Source data -
Issue #978, opened 2024-06-04
Backup of RWO volumes used by Pods fails


johbo:
### Description

I have a stuck backup job and I think this is because it tries to backup a RWO volume in the wrong Node.

On the backup Pod I see the following Event:

```
Multi-Attach error for volume "pvc-0df4196b-7261-425d-bee0-0e74d466a216" Volume is already used by pod(s) gitlab-postgresql-0   
```

The backup Pod is scheduled on my node `test-v2-01`, the Pod which has the volume mounted is running on Node `test-v2-02`.

### Additional Context

The volume is based on Rook Ceph and a volume in RWO mode.

I started to see the issue after switching over from plain local volumes. So far I only saw this during a bootstrap from scratch, have to observe how it behaves over time in the running cluster.

### Expected Behavior

The backup Pod should be scheduled on the correct Pod so that it can mount the Volume and perform the backup.

I am not sure if there could be a race condition, e.g. k8up decided where to put the backup Pod, the other Pod which uses the Volume starting right after this and k8up then using the outdated data.

### Steps To Reproduce

Did not yet find out how to reproduce this reliably. So far I see this problem after a bootstrap of my setup from scratch, this means fresh machines, fresh Kubernetes and then a fresh deployment of everything based on Flux. 

### Version of K8up

v2.10.0

### Version of Kubernetes

v1.30.1+k0s

### Distribution of Kubernetes

k0s

Kidswiss:
Hi @johbo 

Thanks for opening the issue.

Is it possible that the pod was restarted right after the backup started? K8up determines what pod is running on what node before creating the jobs. If the pod gets restarted and scheduled to a new node, it can happen that this doesn't match anymore.

johbo:
Yes, I think this could be the cause of the issue. I've not yet had a chance to look into the k8up code. 

Based on your hint I think this could explain it though. During bootstrap I have a few things happening in a sequence which could lead to this problem if I understand you correctly:

1. Create the volume (Deploy PVC)
2. Restore data into the Volume via a Job
3. Wait for the restore Job to complete
4. Deploy the application

Now I think that the Schedule object is deployed already early into the namespace. K8up could then trigger a backup based on the restore Job's Pod and once the application is deployed it could end up in the situation that the application's Pod is on a different Node.

I think for bootstrapping my setup I can workaround this by delaying the deployment of the backup Schedule. 

[...]

PR #979, opened 2024-06-07
Ignore terminated Pods in mapping of PVCs to Pods

johbo:
## Summary

Think that terminated Pods should be ignored when building the mapping from PVC to Pod.

Issue: https://github.com/k8up-io/k8up/issues/978

### For Code changes

### For Helm Chart changes

- [ ] Commits are [signed off](https://docs.github.com/en/authentication/managing-commit-signature-verification/signing-commits)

WORK TO COMPLETE - An exact, complete copy of the lines above from the one with "The backup Pod should" through the one with "### Steps To Reproduce" is the whole answer.

THE ANSWER -
The backup Pod should be scheduled on the correct Pod so that it can mount the Volume and perform the backup.

I am not sure if there could be a race condition, e.g. k8up decided where to put the backup Pod, the other Pod which uses the Volume starting right after this and k8up then using the outdated data.

### Steps To Reproduce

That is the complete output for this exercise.